● **Try it**:
Only a slice of the listing below is wanted. Retype the lines from the one containing "- Changes the" through the one containing "-use metrics::Recorder as _;", exactly, both ends included.

Start of Block

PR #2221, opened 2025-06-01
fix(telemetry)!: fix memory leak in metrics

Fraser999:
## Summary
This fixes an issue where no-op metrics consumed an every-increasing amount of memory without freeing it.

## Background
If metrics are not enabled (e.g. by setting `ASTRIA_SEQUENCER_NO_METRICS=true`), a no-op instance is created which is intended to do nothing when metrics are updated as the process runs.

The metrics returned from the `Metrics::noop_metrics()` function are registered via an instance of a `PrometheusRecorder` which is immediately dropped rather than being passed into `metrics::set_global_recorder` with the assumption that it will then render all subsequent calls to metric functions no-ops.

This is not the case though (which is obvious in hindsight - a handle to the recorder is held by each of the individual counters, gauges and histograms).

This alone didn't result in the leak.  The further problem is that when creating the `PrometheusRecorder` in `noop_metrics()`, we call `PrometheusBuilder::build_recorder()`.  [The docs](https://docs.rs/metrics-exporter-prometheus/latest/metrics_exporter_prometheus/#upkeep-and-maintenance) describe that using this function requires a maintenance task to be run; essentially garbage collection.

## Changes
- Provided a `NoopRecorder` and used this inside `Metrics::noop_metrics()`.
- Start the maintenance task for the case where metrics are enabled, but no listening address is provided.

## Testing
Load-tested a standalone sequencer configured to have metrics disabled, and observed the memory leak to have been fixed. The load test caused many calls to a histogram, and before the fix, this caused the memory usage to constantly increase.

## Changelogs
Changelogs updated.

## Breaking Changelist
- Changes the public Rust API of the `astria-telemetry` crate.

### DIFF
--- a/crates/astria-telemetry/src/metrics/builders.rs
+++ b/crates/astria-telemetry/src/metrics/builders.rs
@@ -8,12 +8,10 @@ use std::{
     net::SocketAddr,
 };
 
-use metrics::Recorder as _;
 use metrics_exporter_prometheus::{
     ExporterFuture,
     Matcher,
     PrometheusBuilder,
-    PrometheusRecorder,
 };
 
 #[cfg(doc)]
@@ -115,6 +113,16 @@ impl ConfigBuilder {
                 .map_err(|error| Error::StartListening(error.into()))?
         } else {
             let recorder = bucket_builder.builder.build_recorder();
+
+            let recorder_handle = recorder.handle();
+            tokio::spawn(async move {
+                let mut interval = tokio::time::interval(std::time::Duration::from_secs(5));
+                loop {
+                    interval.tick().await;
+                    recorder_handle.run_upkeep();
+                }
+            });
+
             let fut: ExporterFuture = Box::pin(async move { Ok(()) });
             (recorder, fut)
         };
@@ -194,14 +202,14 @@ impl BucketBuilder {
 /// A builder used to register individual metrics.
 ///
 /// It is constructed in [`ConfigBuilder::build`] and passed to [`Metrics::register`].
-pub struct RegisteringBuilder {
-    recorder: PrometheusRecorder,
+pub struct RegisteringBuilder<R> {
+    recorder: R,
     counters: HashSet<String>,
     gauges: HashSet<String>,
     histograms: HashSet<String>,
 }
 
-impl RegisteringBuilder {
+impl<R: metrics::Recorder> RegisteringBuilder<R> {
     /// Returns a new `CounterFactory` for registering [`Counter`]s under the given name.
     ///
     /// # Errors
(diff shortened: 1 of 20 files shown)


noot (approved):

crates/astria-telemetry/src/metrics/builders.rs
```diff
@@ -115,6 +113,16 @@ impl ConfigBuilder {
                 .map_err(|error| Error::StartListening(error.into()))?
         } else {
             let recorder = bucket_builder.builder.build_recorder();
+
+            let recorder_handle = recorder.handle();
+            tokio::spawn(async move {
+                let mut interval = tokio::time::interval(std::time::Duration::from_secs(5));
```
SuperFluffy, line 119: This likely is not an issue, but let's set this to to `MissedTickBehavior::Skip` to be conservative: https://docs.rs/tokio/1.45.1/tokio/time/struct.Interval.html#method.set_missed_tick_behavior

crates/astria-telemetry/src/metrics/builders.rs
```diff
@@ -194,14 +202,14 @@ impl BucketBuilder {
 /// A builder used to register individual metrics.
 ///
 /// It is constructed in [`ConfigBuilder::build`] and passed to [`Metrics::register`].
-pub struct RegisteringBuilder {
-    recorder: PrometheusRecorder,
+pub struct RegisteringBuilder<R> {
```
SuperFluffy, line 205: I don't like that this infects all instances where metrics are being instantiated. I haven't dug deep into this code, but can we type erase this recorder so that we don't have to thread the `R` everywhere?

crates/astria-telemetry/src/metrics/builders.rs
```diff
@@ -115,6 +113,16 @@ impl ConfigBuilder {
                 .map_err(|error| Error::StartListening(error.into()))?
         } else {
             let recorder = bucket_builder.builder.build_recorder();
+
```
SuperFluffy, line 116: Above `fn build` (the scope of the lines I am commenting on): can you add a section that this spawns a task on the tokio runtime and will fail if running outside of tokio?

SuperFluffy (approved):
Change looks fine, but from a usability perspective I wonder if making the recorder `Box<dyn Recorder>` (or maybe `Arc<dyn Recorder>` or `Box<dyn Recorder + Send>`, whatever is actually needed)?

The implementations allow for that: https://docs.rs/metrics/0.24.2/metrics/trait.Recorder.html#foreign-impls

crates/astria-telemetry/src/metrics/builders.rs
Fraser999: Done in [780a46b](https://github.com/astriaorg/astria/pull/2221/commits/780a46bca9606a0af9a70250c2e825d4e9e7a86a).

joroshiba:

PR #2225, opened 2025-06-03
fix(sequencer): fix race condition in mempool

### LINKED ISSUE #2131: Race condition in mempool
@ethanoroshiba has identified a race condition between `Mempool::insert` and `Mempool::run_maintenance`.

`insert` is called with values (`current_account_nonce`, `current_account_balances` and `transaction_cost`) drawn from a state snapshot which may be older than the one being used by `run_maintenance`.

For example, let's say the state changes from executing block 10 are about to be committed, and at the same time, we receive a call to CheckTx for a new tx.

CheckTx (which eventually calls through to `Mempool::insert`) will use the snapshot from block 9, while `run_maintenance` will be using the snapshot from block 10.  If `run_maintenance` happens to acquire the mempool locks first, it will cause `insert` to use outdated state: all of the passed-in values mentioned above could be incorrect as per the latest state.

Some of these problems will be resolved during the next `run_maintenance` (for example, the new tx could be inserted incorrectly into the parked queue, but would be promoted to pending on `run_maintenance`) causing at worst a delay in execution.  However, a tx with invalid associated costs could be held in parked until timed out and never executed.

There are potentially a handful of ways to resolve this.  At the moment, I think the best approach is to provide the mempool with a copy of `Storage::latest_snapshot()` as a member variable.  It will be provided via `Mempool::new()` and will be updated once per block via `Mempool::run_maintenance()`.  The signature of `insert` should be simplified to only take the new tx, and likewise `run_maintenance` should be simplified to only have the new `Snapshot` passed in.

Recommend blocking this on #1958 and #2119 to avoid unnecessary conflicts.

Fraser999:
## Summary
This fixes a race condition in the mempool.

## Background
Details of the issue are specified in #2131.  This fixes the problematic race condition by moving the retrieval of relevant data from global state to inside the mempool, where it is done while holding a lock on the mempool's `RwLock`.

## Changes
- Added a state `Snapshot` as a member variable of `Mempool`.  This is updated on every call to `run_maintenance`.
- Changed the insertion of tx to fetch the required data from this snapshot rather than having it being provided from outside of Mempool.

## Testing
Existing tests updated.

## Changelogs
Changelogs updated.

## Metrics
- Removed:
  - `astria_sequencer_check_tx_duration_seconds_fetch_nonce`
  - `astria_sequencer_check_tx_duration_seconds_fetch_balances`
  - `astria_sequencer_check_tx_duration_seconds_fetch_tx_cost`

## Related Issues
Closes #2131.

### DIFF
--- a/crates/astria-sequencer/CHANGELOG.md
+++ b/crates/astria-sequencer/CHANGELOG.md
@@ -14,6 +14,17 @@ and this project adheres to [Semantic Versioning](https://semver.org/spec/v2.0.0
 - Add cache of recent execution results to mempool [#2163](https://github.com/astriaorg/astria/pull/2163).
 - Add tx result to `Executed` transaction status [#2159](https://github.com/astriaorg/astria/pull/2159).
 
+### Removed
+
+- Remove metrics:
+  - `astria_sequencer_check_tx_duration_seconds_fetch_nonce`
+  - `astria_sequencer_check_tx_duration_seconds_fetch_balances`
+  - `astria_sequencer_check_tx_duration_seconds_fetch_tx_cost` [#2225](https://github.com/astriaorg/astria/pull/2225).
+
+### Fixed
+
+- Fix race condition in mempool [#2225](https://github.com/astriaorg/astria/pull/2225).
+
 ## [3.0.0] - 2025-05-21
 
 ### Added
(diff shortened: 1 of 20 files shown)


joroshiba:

End of Block

● **Solution**:
- Changes the public Rust API of the `astria-telemetry` crate.

### DIFF
--- a/crates/astria-telemetry/src/metrics/builders.rs
+++ b/crates/astria-telemetry/src/metrics/builders.rs
@@ -8,12 +8,10 @@ use std::{
     net::SocketAddr,
 };
 
-use metrics::Recorder as _;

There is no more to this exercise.